Dataset entries:
● ● ●

PR #120, opened 2021-10-18
support RW ready in waiting functions

dlax:
Replaces #107 and would be needed for the pipeline mode #93.

### DIFF
--- a/psycopg/psycopg/waiting.py
+++ b/psycopg/psycopg/waiting.py
@@ -29,6 +29,7 @@ class Wait(IntEnum):
 class Ready(IntEnum):
     R = EVENT_READ
     W = EVENT_WRITE
+    RW = EVENT_READ | EVENT_WRITE
 
 
 def wait_selector(
--- a/psycopg/psycopg/waiting.py
+++ b/psycopg/psycopg/waiting.py
@@ -119,29 +119,27 @@ async def wait_async(gen: PQGen[RV], fileno: int) -> RV:
 
     def wakeup(state: Ready) -> None:
         nonlocal ready
-        ready = state
+        ready |= state  # type: ignore[assignment]
         ev.set()
 
     try:
         s = next(gen)
         while 1:
+            reader = s & Wait.R
+            writer = s & Wait.W
+            if not reader and not writer:
+                raise e.InternalError(f"bad poll status: {s}")
             ev.clear()
-            if s == Wait.R:
+            ready = 0  # type: ignore[assignment]
+            if reader:
                 loop.add_reader(fileno, wakeup, Ready.R)
-                await ev.wait()
-                loop.remove_reader(fileno)
-            elif s == Wait.W:
+            if writer:
                 loop.add_writer(fileno, wakeup, Ready.W)
-                await ev.wait()
-                loop.remove_writer(fileno)
-            elif s == Wait.RW:
-                loop.add_reader(fileno, wakeup, Ready.R)
-                loop.add_writer(fileno, wakeup, Ready.W)
-                await ev.wait()
+            await ev.wait()
+            if reader:
                 loop.remove_reader(fileno)
+            if writer:
                 loop.remove_writer(fileno)
-            else:
-                raise e.InternalError("bad poll status: %s")
             s = gen.send(ready)
 
     except StopIteration as ex:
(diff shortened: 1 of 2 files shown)


psycopg/psycopg/waiting.py
```diff
@@ -232,11 +232,12 @@ def wait_epoll(
             while not fileevs:
                 fileevs = epoll.poll(timeout)
             ev = fileevs[0][1]
+            ready = 0
             if ev & ~select.EPOLLOUT:
-                s = Ready.R
-            else:
-                s = Ready.W
-            s = gen.send(s)
+                ready |= Ready.R
```
dvarrazzo, line 222: Here we can drop the `|`

tests/test_waiting.py
```diff
@@ -21,6 +22,11 @@
 ]
 
 
+linux = pytest.mark.skipif(
```
dvarrazzo, line 25: Maybe `skip_if_not_linux`?

psycopg/psycopg/waiting.py
```diff
@@ -110,38 +110,29 @@ async def wait_async(gen: PQGen[RV], fileno: int) -> RV:
...
+                rf.add_done_callback(lambda f: loop.remove_reader(fileno))
+                fs.append(rf)
+            if s & Wait.W:
+                wf = loop.create_future()
+                loop.add_writer(fileno, wf.set_result, Ready.W)
+                wf.add_done_callback(lambda f: loop.remove_writer(fileno))
+                fs.append(wf)
+            if not fs:
+                raise e.InternalError(f"bad poll status: {s}")
+            done, _ = await asyncio_wait(fs, return_when=FIRST_COMPLETED)
```
dvarrazzo, line 133: use `[0]` instead of unpacking the tuple and discarding the element

dvarrazzo (changes requested):
Out of curiosity, have you run any benchmark on your async loop changed? I assume it would be even a tad more performing than before...

psycopg/psycopg/waiting.py
dlax: I copied this from the implementation of [EpollSelector.select()](https://github.com/python/cpython/blob/3.10/Lib/selectors.py#L473) because I believe it's good to follow this reference.
But yes, the `|` is not needed. Micro-optimization?

dlax:
> Out of curiosity, have you run any benchmark on your async loop changed? I assume it would be even a tad more performing than before...

No, I haven't.

But in fact, while working on anyio support #146 I think we'll need to get back to the `Event` approach (and no longer use `Future` objects). Now, as timed passed, I think that handling `Ready.RW` is also achievable with the `Event` approach. So, maybe it's worth reverting to the previous approach? What do you think? (I fine with either options.)

dvarrazzo:
Let's recap:

- in order to implement the pipeline we need to handle `Ready.RW`. No RW no pipeline.
- you have an implementation ready (Futures-based)
- There could be an anyio implementation (does it work already with the pipelines? I haven't read that code yet)
- There could be an Event-based implementation too (but not written yet)

Is this right?

Afaics this choice is important but limited in scope: it only affects the wait loop and we can replace implementation any moment. I think we can proceed with the Futures so we have the interface set up and then we can benchmark to figure out the implementation we prefer.

Also, the Event implementation is the first I wrote and you might have seen from the comments that I've never been entirely sold on it: happy to know if there's a better way.

psycopg/psycopg/waiting.py
dvarrazzo: Yes, micro-optimization: this is pretty much the tightest loop. I'm sure there's more to squeeze here but this was visible.

dlax:
> There could be an Event-based implementation too (but not written yet)

Actually, I have written that one too, see https://github.com/dlax/psycopg3/commit/e0bea08d63eae723ff4bc9ecea6f01dd088c175e

> Also, the Event implementation is the first I wrote and you might have seen from the comments that I've never been entirely sold on it: happy to know if there's a better way.

Yes, seen that. On the other hand, I then saw that anyio's implementation was also using Event object (see https://github.com/agronholm/anyio/blob/3.3.4/src/anyio/_backends/_asyncio.py#L1564); so perhaps it's not so bad?

dlax:
> There could be an anyio implementation (does it work already with the pipelines? I haven't read that code yet)

The proposed anyio implementation does not support RW-ready at it is based on current master (which does not support this), but I can easily adjust it after this change (either `Future`- or `Event`-based). Not a big deal.

dlax:
So my point was that, if there are chances that the anyio proposal gets accepted at some point, then there is no real advantage in picking the `Future`-based implementation and benchmarking it since we'd eventually need to move back to an `Event`-based approach.

dlax:
Suggested changes applied in the last push:
```diff
diff --git a/psycopg/psycopg/waiting.py b/psycopg/psycopg/waiting.py
index eeafe519..7bdf9f5c 100644
--- a/psycopg/psycopg/waiting.py
+++ b/psycopg/psycopg/waiting.py
@@ -219,7 +219,7 @@ def wait_epoll(
             ev = fileevs[0][1]
             ready = 0
             if ev & ~select.EPOLLOUT:
-                ready |= Ready.R
+                ready = Ready.R
             if ev & ~select.EPOLLIN:
                 ready |= Ready.W
             assert s & ready
diff --git a/tests/test_waiting.py b/tests/test_waiting.py
index 092ab42d..10e99bbb 100644
--- a/tests/test_waiting.py
+++ b/tests/test_waiting.py
@@ -22,7 +22,7 @@ timeouts = [
 ]
 
 
-linux = pytest.mark.skipif(
+skip_if_not_linux = pytest.mark.skipif(
     not sys.platform.startswith("linux"), reason="non-Linux platform"
 )
 
@@ -62,7 +62,7 @@ waits, wids = list(zip(*waits_and_ids))
 
 @pytest.mark.parametrize("waitfn", waits, ids=wids)
 @pytest.mark.parametrize("wait, ready", zip(waiting.Wait, waiting.Ready))
-@linux
+@skip_if_not_linux
 def test_wait_ready(waitfn, wait, ready):
     def gen():
         r = yield wait
@@ -131,7 +131,7 @@ async def test_wait_async(pgconn):
 
 @pytest.mark.asyncio
 @pytest.mark.parametrize("wait, ready", zip(waiting.Wait, waiting.Ready))
-@linux
+@skip_if_not_linux
 async def test_wait_ready_async(wait, ready):
     def gen():
         r = yield wait
```

pipeline2 branch is out of sync from this one, now; I can rebase it as well or wait until we decide.

dlax:
Ok; I've pushed this implementation here.
Also added https://github.com/psycopg/psycopg/pull/120/commits/c01762372dc81eec2220c60b8e697e302cf6f99f to always remove reader/writer even in case of wait failure.

psycopg/psycopg/waiting.py
dlax: No longer applies as we've moved back to Event-based implementation.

● ● ●

▶ **TASK PROMPT**
Once the lines above that include "skipif" are counted, report the number and nothing else.

▶ **RESPONSE BELOW**
3